# Cedar Lamp



## mark81253 (Dec 1, 2011)

This isn't quite finished yet but I couldn't wait to show it off. A lamp from red aromatic cedar. This is a four piece assembly that I just found out it will require a fifth piece- a wide base so it won't fall over.:lol:



















The center portion is actually inside out turning with a center cedar shaft for the wiring:










This photo doesn't really do it justice but the space between the center shaft and the hollow of the inside out is LED lit up just to sex it up a bit. Now to turn a base and finish 'er up:


----------



## BernieW (Sep 12, 2006)

Absolutely beautiful Mark. Yep I think a wide base will be in order. Please post when you have it finished. What finish are you going to use on it. Well done.


----------



## Mike (Nov 22, 2004)

Neat project Mark, I like it.


----------



## Slapshot (Nov 30, 2011)

Very nice, can't wait to see the finished piece.


----------



## mark81253 (Dec 1, 2011)

She's pretty much done.

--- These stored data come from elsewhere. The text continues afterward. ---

PR #3068, opened 2024-06-03
Run tests in parallel on different JVM forks

bdemers:
Low hanging fruit for running tests in parallel is forking multiple JVMs (`1C`, one per core) and having each one run tests sequentially.
This cuts the build time from 5m to 2m on my laptop.

~~NOTE: I was writing up my thoughts on other ways to run the tests in parallel without needing to fork, but then I realized all the tests are using `"mongodb://localhost:27017/" + TEST_DB_NAME;`, so I'm not sure how running my tests worked?~~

Got the base turned and installed. This thing sorta got out of control. It is HUGE, over 4 feet tall. Finished in Minwax wipe on poly. I really like this one. As you can see the coloring and grain in this wood is absolutely spectacular. The ideas just keep on coming and coming..........


----------



## BernieW (Sep 12, 2006)

That turned out beautiful Mark. How does the smaller base stand? Is it pretty stable. Gotta love turning cedar.


----------